HOW TO COMPLETE THIS TASK: Everything from the line with "kptkin: type annotation?" through the last line of the records below should be copied exactly, both ends included.

___ DATA IN THIS EXERCISE

PR #10085, opened 2025-06-24
chore(artifacts): fix artifacts multipart upload to use upload headers

estellazx:
Description
-----------
The core multipart upload didn't correctly use the upload headers returned for uploading chunks. This means if a service has a special header, such as coreweave buckets, it doesn't get included in the headers for uploading parts and therefore fails. 

Testing
-------
Tested locally on Saas
```
import tempfile
import wandb

with wandb.init(entity="cw-byob", project="tests") as run:
    art = wandb.Artifact("1gb", "data")
    with tempfile.NamedTemporaryFile(mode="wb", delete=False) as f:
        # Create 1GB of random data (1024 * 1024 * 1024 bytes)
        chunk_size = 1024 * 1024  # 1MB chunks
        for _ in range(1024):  # Write 1024 chunks to get 1GB
            f.write(np.random.bytes(chunk_size))
        f.flush()
        art.add_file(f.name)
    os.unlink(f.name)  # Clean up the temporary file
    run.log_artifact(art)
```


core/pkg/artifacts/saver.go
```diff
@@ -639,13 +637,22 @@ func (as *ArtifactSaver) uploadMultipart(
...
-	for _, h := range headers {
-		if strings.HasPrefix(h, "Content-Type:") {
-			return strings.TrimPrefix(h, "Content-Type:")
+func insertMissingUploadHeaders(uploadHeaders []string, currentHeaders []string) []string {
+	// Create a map of existing header names (case-insensitive)
+	existing := make(map[string]bool)
+	for _, h := range currentHeaders {
+		name := strings.ToLower(strings.Split(h, ":")[0])
+		existing[name] = true
+	}
```
tonyyli-wandb, line 646: **nit:** for set-like behavior, `map[string]struct{}` is slightly more efficient 

```suggestion
	existing := make(map[string]struct{})
	for _, h := range currentHeaders {
		name := strings.ToLower(strings.Split(h, ":")[0])
		existing[name] = struct{}{}
	}
```

core/pkg/artifacts/saver.go
```diff
@@ -582,8 +580,8 @@ func (as *ArtifactSaver) uploadMultipart(
 		task.Headers = []string{
 			"Content-Md5:" + b64md5,
 			"Content-Length:" + strconv.FormatInt(task.Size, 10),
-			"Content-Type:" + contentType,
 		}
```
pingleiwandb, line 583: Do we still need content type? I guess it is covered because `fileInfo.uploadHeaders` has content type

core/pkg/artifacts/saver.go
```diff
@@ -639,13 +637,22 @@ func (as *ArtifactSaver) uploadMultipart(
...
+	for _, h := range currentHeaders {
+		name := strings.ToLower(strings.Split(h, ":")[0])
+		existing[name] = true
+	}
+
+	// Add headers that don't already exist
+	for _, h := range uploadHeaders {
+		name := strings.ToLower(strings.Split(h, ":")[0])
+		if !existing[name] {
+			currentHeaders = append(currentHeaders, h)
```
tonyyli-wandb, line 652: **nit:** if taking the above suggestion 

```suggestion
		if _, seen := existing[name]; !seen {
			currentHeaders = append(currentHeaders, h)
```

tonyyli-wandb (approved):

core/pkg/artifacts/saver.go
```diff
@@ -582,8 +580,8 @@ func (as *ArtifactSaver) uploadMultipart(
 		task.Headers = []string{
 			"Content-Md5:" + b64md5,
 			"Content-Length:" + strconv.FormatInt(task.Size, 10),
-			"Content-Type:" + contentType,
 		}
+		task.Headers = insertMissingUploadHeaders(fileInfo.uploadHeaders, task.Headers)
```
pingleiwandb, line 584: I think we can merge this line and previous one to 

```go
tasks.Headers = insertMissingUploadHeaders(fileInfo.uploadHeaders, []string{
         "Content-Md5:" + b64md5,
	"Content-Length:" + strconv.FormatInt(task.Size, 10),
})
```

core/pkg/artifacts/saver.go
pingleiwandb: NOTE: this comment is commenting on Tony's comment of using `map[string]struct{}` ... not sure why it shows without context after exiting review view ....

Though I feel using `map[string]bool` makes the check logic easier to read since you can just `if m[k]` without having `_, ok := m[k]`

core/pkg/artifacts/saver.go
```diff
@@ -639,13 +637,22 @@ func (as *ArtifactSaver) uploadMultipart(
 	return uploadResult{name: fileInfo.name, err: err}
 }
 
-func getContentType(headers []string) string {
-	for _, h := range headers {
-		if strings.HasPrefix(h, "Content-Type:") {
-			return strings.TrimPrefix(h, "Content-Type:")
+func insertMissingUploadHeaders(uploadHeaders []string, currentHeaders []string) []string {
```
pingleiwandb, line 640: I am thinking can we call this `mergeHeaders(existing []string, overrides map[string]string)`? What we want is setting MD5 and Content-Length regardless of `fileInfo.uploadHeaders` and keep other headers.

```go
// call site
tasks.Headers = mergeHeaders(fileInfo.uploadHeaders, map[string]string{ 
        "Content-Md5:" : b64md5, 
        "Content-Length:" :  strconv.FormatInt(task.Size, 10), }
)

// impl
func mergeHeaders(existing []string, overrides map[string]string) {
     mergedHeaders = []
     for _, h := range currentHeaders {
          name := ....
          if _, hasOverride := overrides; !hasOverride {
              mergedHeaders = append(mergedHeaders, h)
           }
     }
     for k, v := range overrides {
         mergedHeaders = append(mergedHeaders, k + ":" + v)
     }
}
```

One drawback is the order of `mergedHeaders` may not be consistent (unless we sort/assume go map iteration is deterministic, which is not https://github.com/golang/go/issues/54500) But we are not doing any unit test on order of headers so ...

core/pkg/artifacts/saver.go
tonyyli-wandb: yep, agreed that `map[string]bool` *is less visually awkward.  (side note: one of these days I'd genuinely like to understand why Go doesn't implement a native set/hashset type)

estellazx:
holding this PR as we might not need this after some coreweave changes

estellazx:
no longer needed now that we put the headers in the query param

PR #10087, opened 2025-06-24
fix: api making multiple introspection calls when querying multiple runs

jacobromero:
Description
-----------

- Fixes WB-25533

When querying for multiple runs in a project through `api.runs()` internally the list of responses from the backend are converted to a `Run` object. During initialization of a `Run` object `.load` is called which would always call the graphql introspection to determine if the server can provide the internalId for the project.
This call should only be made once in the case of `api.Runs` when creating the parent `Runs` object and the value should be propagated to the child `Run` objects created.

Testing
-------
How was this PR tested?

#### test script
```bash
pyinstrument -o profile_report.html -r html testscript.py
```
```python
import wandb

api = wandb.Api()
runs = api.runs("wandb/api-run-query", per_page=100)

for run in runs:
    print(run.name)
```
- before this change, querying a project with 100 runs
image

- After this change
image

#### Verified the results returned from before and after this change

```python
import wandb

api = wandb.Api()
runs = api.runs(
    "wandb/api-run-query",
    per_page=100,
)

runs_retrieved = []
for run in runs:
    runs_retrieved.append(run.id)

print(f"number of runs retrieved: {len(runs_retrieved)}")
print("\n".join(runs_retrieved))
```

```bash
$ python apiquery.py > query_original.txt
$ // checkout fixed code
$ python apiquery.py > query_fixed.txt
```

image


dmitryduev (approved):
🙏🏻

PR #10088, opened 2025-06-25
docs(sdk): lazydocs automations init.pyi

ngrayluna:
Description
-----------

Hides Classes from lazydocs generations using comment (then gets filtered)

Testing
-------
How was this PR tested?

### DIFF
--- a/wandb/automations/__init__.py
+++ b/wandb/automations/__init__.py
@@ -45,21 +45,21 @@ else:
 
 __all__ = [
     # Scopes
-    "ScopeType", # doc:exclude
-    "ArtifactCollectionScope", # doc:exclude
-    "ProjectScope", # doc:exclude
+    "ScopeType",  # doc:exclude
+    "ArtifactCollectionScope",  # doc:exclude
+    "ProjectScope",  # doc:exclude
     # Events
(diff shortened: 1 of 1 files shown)


wandb/automations/__init__.py
```diff
@@ -45,29 +45,29 @@
...
     # Automations
     "Automation",
     "NewAutomation",
     # Integrations
-    "Integration",
-    "SlackIntegration",
-    "WebhookIntegration",
+    "Integration",  # doc:exclude
+    "SlackIntegration",  # doc:exclude
+    "WebhookIntegration",  # doc:exclude
```
tonyyli-wandb, line 72: FWIW all the excluded names are necessary and intentionally public parts of the Automations API -- are they causing issues with lazydocs, or is there maybe another reason we need to exclude them?  (bear with me + remind me if we mentioned this earlier)

If they're causing issues, wondering if there's something I can look into to help fix

ngrayluna: Interesting. I'll remove this and show you what I see during the preview. I removed most of these because they are not generated in the docs today: https://docs.wandb.ai/ref/python/automations/

PR #10089, opened 2025-06-25
chore: system monitor to collect cpu and mem stats for pid and its descendants

dmitryduev:
Description
-----------
Fixes WB-24896.

Introduced a setting `x_stats_track_process_tree` that tells the system monitor to track process-specific metrics such as the RSS, CPU%, and thread count in use for the entire process tree, starting from `x_stats_pid` (and not just for the latter, as we do now).

On some systems it can be expensive to recursively discover the process tree, so I set the default to False and added a timeout if it's set to True, in case it is taking too long.

Testing
-------
A script that spawns another process that consumes a lot of CPU. Same script with the flag:
- On: https://wandb.ai/dimaduev/tree/runs/3fp5v66o?nw=nwuserdimaduev&panelDisplayName=Process+CPU+Utilization+%28%25%29&panelSectionName=System
- Off: https://wandb.ai/dimaduev/tree/runs/5qkx348w?nw=nwuserdimaduev&panelDisplayName=Process+CPU+Utilization+%28%25%29&panelSectionName=System


core/pkg/monitor/system.go
```diff
@@ -52,33 +64,48 @@ type System struct {
...
 		diskInitialWriteBytes: make(map[string]uint64),
 	}
 
-	// Initialize disk I/O counters.
+	// CPU core counts.
+	s.cpuCount, _ = cpu.Counts(false)
+	s.cpuCountLogical, _ = cpu.Counts(true)
+
+	// Initialize disk devices and I/O counters.
+	s.initializeDisk()
```
dmitryduev, line 87: I moved stuff around a bit as gocyclo got unhappy.

kptkin (commented):
Sorry missed a file

core/pkg/monitor/system.go
```diff
@@ -97,8 +128,26 @@ func NewSystem(params SystemParams) *System {
 		}
 	}
 
-	// Keep only the devices present in IOCounters.
+	// Keep only the devices present in IOCounters and handle fallback.
 	ios, _ := DiskIOCounters()
+	s.filterDiskDevices(ios)
+
+	// Initialize I/O counters for the final set of devices.
+	if len(ios) > 0 {
```
kptkin, line 136: nit: should we return earlier, instead of nesting

core/pkg/monitor/system.go
```diff
@@ -205,102 +269,93 @@ func (s *System) Sample() (*spb.StatsRecord, error) {
...
+	root *process.Process,
+	virtualMem *mem.VirtualMemoryStat,
+	metrics map[string]any,
+) error {
+	// Safeguard to prevent processAndDescendants from taking too long.
+	ctx, cancel := context.WithTimeout(context.Background(), 2*time.Second)
+	defer cancel()
+	procs, err := s.processAndDescendants(ctx, root.Pid)
+
+	if err != nil && !errors.Is(err, context.DeadlineExceeded) {
```
kptkin: what do we do with a different error? just ignore it?

core/pkg/monitor/system.go
```diff
@@ -205,102 +269,93 @@ func (s *System) Sample() (*spb.StatsRecord, error) {
...
+		totalThreads int32
+	)
 
-	// Total system memory usage in percent
-	metrics["memory_percent"] = virtualMem.UsedPercent
-	// Total system memory available in MB
-	metrics["proc.memory.availableMB"] = float64(virtualMem.Available) / 1024 / 1024
+	for _, p := range procs {
+		// Memory
+		if mi, err := p.MemoryInfo(); err == nil {
```
kptkin: could you leave comment that use the err == nil, as  a convention we should check not nil

core/pkg/monitor/system.go
```diff
@@ -148,6 +176,49 @@ func pseudoDevice(d string) bool {
 		strings.HasPrefix(d, "zram")
 }
 
+// processAndDescendants finds the root process and all its children, recursively.
+//
+// On some systems, this operation can be expensive, so by default it only returns the
+// root process, if it exists.
+func (s *System) processAndDescendants(ctx context.Context, pid int32) ([]*process.Process, error) {
```
kptkin, line 183: how about processTree just trying to think of a clear name

kptkin: or listProcessAndDescendants

kptkin (approved):

PR #10091, opened 2025-06-25
fix: inconsistent length values in `api.Runs` and `api.Files`

jacobromero:
Description
-----------

- Fixes WB-16060

When querying `api.Runs.length` before loading any data the value would return `None`. After data was loaded the actual value would be returned.
This would cause inconsistency when calling `len(Runs)` because the `__length__` function would force an api call to the backend, and would always return the number of runs in the queried project.
This behavior would also happen for `Files` associated with a specific run as well.

Testing
-------
How was this PR tested?

```python
import wandb

api = wandb.Api()

runs = api.runs("wandb/api-run-query", per_page=1) # note: api-run-query has 100 runs

print(runs.length)
print(len(runs))
print(runs.length)

run = runs[0]
files = run.files()
print(files.length)
print(len(files))
print(files.length)
```

#### after this change

```bash
100
100
100
6
6
6
```

#### before this change

```bash
None
100
100
None
6
6
```

### DIFF
--- a/BREAKING.md
+++ b/BREAKING.md
@@ -112,3 +112,8 @@ When preparing a release that can include breaking changes, consider applying ch
     - Owner: @kptkin
     - Deprecated in 0.19.10 (https://github.com/wandb/wandb/pull/8925)
     - Can do in >=0.21
+
+- Remove `wandb.apis.paginator.SizedPaginator::length`:
+    - Owner: @jacobromero
+    - Deprecated in 0.20.1
+    - can do in >= 0.21
--- a/BREAKING.md
+++ b/BREAKING.md
@@ -115,5 +115,5 @@ When preparing a release that can include breaking changes, consider applying ch
 
 - Remove `wandb.apis.paginator.SizedPaginator::length`:
     - Owner: @jacobromero
-    - Deprecated in 0.20.2
-    - can do in >= 0.21
+    - Deprecated in 0.21.0
+    - can do in >= 0.22
--- a/BREAKING.md
+++ b/BREAKING.md
@@ -115,5 +115,5 @@ When preparing a release that can include breaking changes, consider applying ch
 
 - Remove `wandb.apis.paginator.SizedPaginator::length`:
     - Owner: @jacobromero
-    - Deprecated in 0.20.1
+    - Deprecated in 0.20.2
     - can do in >= 0.21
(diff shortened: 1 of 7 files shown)


kptkin (approved):
Looks, correct. My only question is if length is internal or should be user facing? do we use it internally in the public code?

BREAKING.md
```diff
@@ -112,3 +112,8 @@ When preparing a release that can include breaking changes, consider applying ch
     - Owner: @kptkin
     - Deprecated in 0.19.10 (https://github.com/wandb/wandb/pull/8925)
     - Can do in >=0.21
+
+- Remove `wandb.apis.paginator.SizedPaginator::length`:
+    - Owner: @jacobromero
+    - Deprecated in 0.20.1
+    - can do in >= 0.21
```
kptkin: it wasn't deprecated in 0.20.1  as it is already released, i think the correct version would be 0.21 which is tomorrow. Could you update this?

jacobromero: you are right, I looked at the current version then forgot to add the next version in my head while typing it out. 🤯

kptkin:
could you also add entry to the change log? sorry just saw you have it!

wandb/apis/public/artifacts.py
```diff
@@ -698,9 +698,9 @@ def _update_response(self) -> None:
         self.last_response = self._response_cls.model_validate(inner_data)
 
     @property
-    def length(self) -> int | None:
+    def _length(self):
```
kptkin: type annotation ?

wandb/apis/public/artifacts.py
```diff
@@ -799,7 +799,9 @@ def path(self) -> list[str]:
         return [self.artifact.entity, self.artifact.project, self.artifact.name]
 
     @property
-    def length(self) -> int:
+    def _length(self):
```
kptkin: type annotation?

CHANGELOG.unreleased.md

______

YOUR RESPONSE:
kptkin: type annotation?

CHANGELOG.unreleased.md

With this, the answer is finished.